Few American newspapers – and perhaps none at all in the view of some students of the craft – have matched the many excellences of the New York Herald Tribune. In the crispness of its writing and editing, the bite of its critics and commentators, the range of its coverage, and the clarity of its typography, the “Trib” (as media people and many of its readers affectionately called it) raised newspapering to an art form. It had an influence and importance out of all proportion to its size. Abraham Lincoln valued its support so highly during the Civil War he went to great lengths to retain the allegiance of its co-founder Horace Greeley. And President Eisenhower felt it was so significant a national institution and Republican organ that while in the White House he helped broker the sale of the paper to its last owner, multimillionaire John Hay Whitney.

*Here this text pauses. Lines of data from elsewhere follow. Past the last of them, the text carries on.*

PR #1194, opened 2020-11-05
feat(ui): lock screen on key store unseal

MeBrei:
Follow up of #999 

Locks the screen and disables the input and buttons while the key store is created/unsealed in the onboarding and unlock screen. Also removes the special loading screen for unsealing the session, as the more time consuming request that is unsealing the key store happens while the unlock screen is still shown.


ui/App.svelte
```diff
@@ -109,10 +109,6 @@
 
   <!-- TODO(julien): Dress up loading screen -->
```
juliendonck, line 110:
```suggestion

```

juliendonck (approved):
Nice!

ui/Screen/Lock.svelte
```diff
@@ -1,16 +1,23 @@
 <script lang="ts">
   import * as session from "../src/session";
+  import * as screen from "../src/screen";
```
xla, line 3:
```suggestion
  import * as screen from "../src/screen";
  import * as session from "../src/session";
```

ui/Screen/Onboarding.svelte
```diff
@@ -38,9 +40,11 @@
 
   const onCreateIdentity = async (handle, passphrase) => {
     try {
+      screen.lock();
+      requesting = true;
+      notification.info("Creating the identity...");
```
rudolfs, line 45: Can we remove the notification?
It feels to me like it's just adding noise because the identity creation in production builds is fairly fast.

prod-build

ui/Screen/Onboarding/EnterPassphrase.svelte
```diff
@@ -150,21 +153,23 @@
...
+        {disabled} />
     </div>
 
     <div class="buttons">
       <Button
         dataCy="back-button"
         variant="transparent"
         style="margin-right: 1rem;"
-        on:click={() => dispatch('previous')}>
+        on:click={() => dispatch('previous')}
```
xla, line 165:
```suggestion
        on:click={() => dispatch("previous")}
```

ui/Screen/Onboarding/EnterPassphrase.svelte
```diff
@@ -150,21 +153,23 @@
...
+        {disabled}>
         Back
       </Button>
 
       <Button
         dataCy="set-passphrase-button"
-        disabled={!allowNext}
+        disabled={!allowNext || disabled}
```
xla, line 172: This should go into the allowNext chain, so it's in one place.

xla (changes requested):
Very nice, felt awkward without it.

ui/Screen/Onboarding.svelte
geigerzaehler, line 45: Should we maybe get rid of this? For the release build this is rather quick and the notification may persist after the identity has been created.

ui/Screen/Lock.svelte
```diff
@@ -1,16 +1,23 @@
...
 
   import { Button, Emoji, Input } from "../DesignSystem/Primitive";
 
   let passphrase = "";
+  let requesting = false;
```
geigerzaehler, line 8: Suggestion: `unlockInProgress` sounds a bit more descriptive.

ui/App.svelte
```diff
@@ -109,10 +109,6 @@
...
   <div slot="loading" class="error">
-    {#if $location === path.lock()}
-      <EmptyState headerText="Unlocking the app..." emoji="🚪" text="" />
-    {:else}
-      <EmptyState headerText="Loading..." emoji="🕵️" text="" />
-    {/if}
+    <EmptyState headerText="Loading..." emoji="🕵️" text="" />
```
rudolfs, line 112: I wonder if there's a way to get rid of this intermediate loading screen completely and only show the unlock screen while unlocking the app?

loading

rudolfs (approved):
Nice work!

Added some non-blocking comments.

ui/Screen/Onboarding.svelte
MeBrei: The notification is c key store is created before the key store creation request, which takes a long time.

From Karl Marx to Tom Wolfe, its list of staffers and contributors was spectacularly distinguished, including Walter Lippmann, Dorothy Thompson, Virgil Thomson, Eugenia Sheppard, Red Smith, Heywood Broun, and brothers Joseph and Stewart Alsop. At the close of World War II, the Herald Tribune, which represented the marriage of two newspapers that had done more than any other to create modern daily journalism, was at its apex of power and prestige. Yet just twenty-one years later, its influence still palpable in every newsroom across the nation, the Trib was gone. It is this story – of a great American daily’s rise to international renown and its doomed fight for survival in the world’s media capital – that Richard Kluger tells in this sweeping and fascinating book.